Cillit Bang: Bang, and the dirt is gone!
By now many British people will have been exposed to those wonderful opening lines "Hi there, i'm Barry Scott, and i'm here to talk to you about Cillit Bang...' But just who is Barry Scott? Where does he come from? Is Cillit Bang really made from the souls of small children? Why the name 'Cillit'?
This, and many more questions shall be answered in the great....
Cillit Bang Thread!
Re: Cillit Bang: Bang, and the dirt is gone!
Ironic that this has been started by someone with a locking message in his sig... ~D
Re: Cillit Bang: Bang, and the dirt is gone!
That name always makes me do a double take.
I'm pleased that you sigged that, Mikeus. One of my more inspired closing messages, if I do say so myself.
Re: Cillit Bang: Bang, and the dirt is gone!
Wait... it isn't just spam? There really is a Barry Scott and a Cillit Bang?
Re: Cillit Bang: Bang, and the dirt is gone!
http://www.luckykazoo.com/media/2005...ang-remix.html
^^a remix of some of the cheesy adverts for the mysterious product (allegedly from eastern Yurp).
Kinda funny: the list of "not suitable for" is longer than the "suitable for" http://www.cillitbang.co.uk/sf2_all.shtml
Re: Cillit Bang: Bang, and the dirt is gone!
I have Cillit Bang under the sink. I can’t stand any of those nauseating cleaning commercials though.
Re: Cillit Bang: Bang, and the dirt is gone!
I clean with a cocktail of boiled-down bleach and Ajax. Then I wipe it up with steel wool.
Re: Cillit Bang: Bang, and the dirt is gone!
Quote:
Originally Posted by Zorba
I clean with a cocktail of boiled-down bleach and Ajax. Then I wipe it up with steel wool.
I use a herbal facewash meself ~:joker:
Re: Cillit Bang: Bang, and the dirt is gone!
Quote:
Originally Posted by InsaneApache
I use a herbal facewash meself ~:joker:
Very good....
But seriously, Barry Scott and Cillit Bang were (I guess) going for the so-bad-its-good advert vibe. Unfortunately they went right round the clock, through so-bad-its-good and back round into its-bad again. The first few times I saw it I was waiting for the joke at the end...
I reckon Barry must be married to that woman in the pink jumpsuit who accosts a mother in a shopping mall, pours beetroot on her white t shirt, ("she's worried. I'm not") and then washes it in whatever her miracle product is (which, I note, is also very pink and may simply be Cillit Bang under another name) , to the not-at-all-well acted delight of the mother and passers by when it comes out white again.

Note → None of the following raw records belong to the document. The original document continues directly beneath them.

PR #682, opened 2016-10-09
Remove all font files except WOFF

xPaw:
- [EOT fonts](http://caniuse.com/#feat=eot) are only useful for IE8 where lounge does not work.
- [SVG fonts](http://caniuse.com/#feat=svg-fonts) have been abandoned years ago.
- [TTF fonts](http://caniuse.com/#feat=ttf) removed as [WOFF](http://caniuse.com/#feat=woff) has more global support and covers all the browsers that also support TTF.

WOFF is supported 92% globally (basically everywhere, except for Opera Mini which simply does not support any fonts). WOFF2 is supported 64% globally, pretty much in all latest browsers.


scripts/build-fontawesome.js
```diff
@@ -3,11 +3,8 @@
 var fs = require("fs-extra");
 
 var srcDir = "./node_modules/font-awesome/fonts/";
-var destDir = "./client/fonts/";
+var destDir = "./client/css/fonts/";
```
astorije: @xPaw, this was pulled to `client/fonts/` on purpose. I believe all fonts should be there instead of `client/css/fonts/`, but this is also a way to locate the fonts installed by our (up and coming) asset pipeline differently.
What do you think?

astorije:
This is great! A couple comments before approving.

astorije:
For the record:

> +xPaw	Astorije, just undo my fontawe move as you commented

PR #685, opened 2016-10-10
Fix nick changes not being properly reported in the logs

astorije:
### Result

When typing `/nick astorije2` (or using the nick editor) and tailing the according log file:

Before | After
--- | ---
`[2016-10-10 15:17:47] *  nick ` | `[2016-10-10 16:32:47] * astorije nick astorije2`


MaxLeiter:
Works fine for me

Re: Cillit Bang: Bang, and the dirt is gone!
Quote:
Originally Posted by English assassin
I reckon Barry must be married to that woman in the pink jumpsuit who accosts a mother in a shopping mall, pours beetroot on her white t shirt, ("she's worried. I'm not") and then washes it in whatever her miracle product is (which, I note, is also very pink and may simply be Cillit Bang under another name) , to the not-at-all-well acted delight of the mother and passers by when it comes out white again.
I think that pink 'Cillit Bang under another name' product is probably owned by the same company as Cillit, but is designed for clothes, (with reference to the not suitable list) rather than just under half of all household objects.

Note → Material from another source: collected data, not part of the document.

PR #689, opened 2016-10-12
Replace lodash's each/map with ES5 native forEach/map

astorije:
And use some fat arrows because these are the good kind of fats.

### DIFF
--- a/src/plugins/irc-events/names.js
+++ b/src/plugins/irc-events/names.js
@@ -1,6 +1,5 @@
 "use strict";
 
-var _ = require("lodash");
 var User = require("../../models/user");
 
 module.exports = function(irc, network) {
@@ -11,13 +10,7 @@ module.exports = function(irc, network) {
 			return;
 		}
 
-		chan.users = [];
-
-		_.each(data.users, function(u) {
-			var user = new User(u, network.prefixLookup);
-
-			chan.users.push(user);
-		});
+		chan.users = data.users.map(u => new User(u, network.prefixLookup));
 
 		chan.sortUsers(irc);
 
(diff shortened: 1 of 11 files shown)


MaxLeiter:
Maybe worth noting that according to [this ](https://stackoverflow.com/questions/18881487/why-is-lodash-each-faster-than-native-foreach#18884620), lodash's forEach is faster than the native implementation

astorije:
It's slightly more complicated than that: it will be faster on *some* browsers and similar in others because of Lodash's implementation and how browsers implement `forEach`.

That being said, while it's good to keep in mind in case this ever becomes a bottleneck, I don't think we should worry about that. While we're at it, why not using `for` and `while` loops :)

Thanks for bringing that up though, I didn't know that before you posted it.

xPaw:
Keep in mind we only use lodash on the server, so the nide is the only engine. :+1: for using native methods when possible.

src/plugins/irc-events/names.js
```diff
@@ -13,11 +12,7 @@ module.exports = function(irc, network) {
 
 		chan.users = [];
 
-		_.each(data.users, function(u) {
-			var user = new User(u, network.prefixLookup);
-
-			chan.users.push(user);
-		});
+		data.users.forEach(u => chan.users.push(new User(u, network.prefixLookup)));
```
xPaw: `map` should work fine here

astorije:
Re: micro-change performance, on that note I watched a nice talk about how JSPerf-based conclusions are often not applicable :) https://www.youtube.com/watch?v=65-RbBwZQdU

Re: Cillit Bang: Bang, and the dirt is gone!
I can't get over that name... who the hell comes up with a name like "Cillit Bang"?
Re: Cillit Bang: Bang, and the dirt is gone!
Quote:
Originally Posted by Zorba
I can't get over that name... who the hell comes up with a name like "Cillit Bang"?
Someone who chooses the slogan ('Bang! And the dirt is gone') before they choose the name of the product. As for the Cillit part...well, why not?
Re: Cillit Bang: Bang, and the dirt is gone!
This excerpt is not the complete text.